- [Data for this task]:
PR #1179, opened 2016-07-29
Handle 404 properly

Calvinp:
Handles 404s on pages for specific requests, deploys, and tasks by showing the 404 page rather than rendering something meaningless and showing an error.

The following pages are affected:

- [x] DeployDetail
- [x] RequestDetail
- [x] TaskDetail
- [x] New Deploy Form
- [x] Edit Request Form

Please let me know if I've missed any @tpetr @kwm4385 @wolfd


Calvinp:
Looks like it's not going to be possible to detect 404 on Task Search right now.
The server responds with an empty array rather than a 404, even when using the `/request/:requestId/task-search` URL.
@ssalinas a possible future improvement to the Task Search API would be to 404 when the request isn't found in this case.

@tpetr @kwm4385 @wolfd This PR is good to be reviewed/merged from my perspective now.

SingularityUI/app/actions/api/history.es6
```diff
@@ -3,8 +3,9 @@ import Utils from '../../utils';
 
 export const FetchTaskHistory = buildApiAction(
   'FETCH_TASK_HISTORY',
-  (taskId) => ({
-    url: `/history/task/${taskId}`
+  (taskId, isMainApiCall) => ({
+    url: `/history/task/${taskId}`,
+    isMainApiCall
```
wolfd: What does this mean?

SingularityUI/app/components/deployDetail/DeployDetail.jsx
```diff
@@ -346,6 +342,7 @@ function mapStateToProps(state) {
 
   return {
     notFound: state.api.deploy.statusCode === 404,
+    pathname: ownProps.location.pathname,
```
wolfd: hm, not sure how I feel about this. Even though the web api doesn't capitalize pathname, it also doesn't capitalize `onClick`, etc. Maybe we should use `pathName`? @tpetr

SingularityUI/app/actions/api/history.es6
Calvinp: Unfortunately the meaning snuck into another PR - that's on me, I implemented it with the Deploy Detail page fixes.
It's basically an idiomatic way of saying it ignores 404s. It signifies that if the API call fails with a 404 then the page should 404 (but it can also be extended to mean other things later).

SingularityUI/app/components/deployDetail/DeployDetail.jsx
Calvinp: I was following the wording/capitalization of `react-router` here.

SingularityUI/app/actions/api/history.es6
tpetr: `isMainApiCall` doesn't convey that information at all -- if that's all that this variable controls, can we think of a more descriptive name for it?

Calvinp: Naming things isn't my strong suit. Maybe `pageCantRenderIfThisFails`? I don't really like that name either though.

Calvinp: Or `page404sIfThisCall404s`.

tpetr: It's cool, naming is hard 😄  -- I'd suggest something like `renderNotFoundIf404`

wolfd:
LGTM

tpetr:
LGTM

PR #1182, opened 2016-07-29
Add timezone field and kill dropdowns if there are less than 5 options

Calvinp:
Adds the timezone field to the New Request Form, and turns dropdowns into buttons if there are less than 5 options.
This looks like this:
screenshot 2016-07-29 14 39 09

cc @kwm4385 @tpetr @wolfd


kwm4385:
Is there an enumeration somewhere of valid timezones we can autocomplete/have the user choose from instead of guessing?

SingularityUI/app/components/common/formItems/formGroups/SelectFormGroup.jsx
```diff
@@ -1,20 +1,46 @@
...
-      className={props.id}
-      options={props.options}
-      onChange={props.onChange}
-      value={props.value}
-      clearable={false}
-    />
-  </FormGroup>
-);
+const SelectFormGroup = (props) => {
+  let selectors;
```
zdhickman: A more accurate name would relate to the options you're rendering

Calvinp:
Yes, there are lots of enumerations out there. I'm not sure if any of them correspond exactly to the one in Java.utils.TimeZone though.

kwm4385:
Looks like it's listable though `TimeZone.getAvailableIDs();`
While it may be overkill to write an endpoint to get that, perhaps we could run it once and just capture the output.

Calvinp:
This is now implemented.

tpetr:
LGTM

PR #1183, opened 2016-08-01
Fix hopefully the last bug in the deploy detail page on decaf

Calvinp:
Fixes a bug in the deploy detail page that caused the TaskHistory table to show tasks from the last deploy viewed.

Implementation justification:
The problem was that `firstLoad` wasn't an instance variable, and so was only set when the app was first loaded.
One simple solution would be to put this functionality into `componentWillMount()`, but that was what caused the infinite API requests bug.
Another simple solution would be to set `refreshInterval` to be false, but the component does need a refresh interval for other pieces.
So instead I added an `initialize` parameter to the `rootComponent`. If it's set, it will be called instead of `refresh` on the first load. In this case, `initialize` also calls `refresh` to avoid code duplication.

cc @tpetr @kwm4385 @wolfd

### DIFF
--- a/SingularityUI/app/components/deployDetail/DeployDetail.jsx
+++ b/SingularityUI/app/components/deployDetail/DeployDetail.jsx
@@ -353,17 +353,9 @@ function mapStateToProps(state) {
   };
 }
 
-let firstLoad = true;
-
-function refresh(props) {
-  const promises = [];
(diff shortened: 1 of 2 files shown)


wolfd:
LGTM

tpetr:
LGTM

- [Task item]: How many of the listing's lines include "from"? State only that number.

- [Your solution]: 4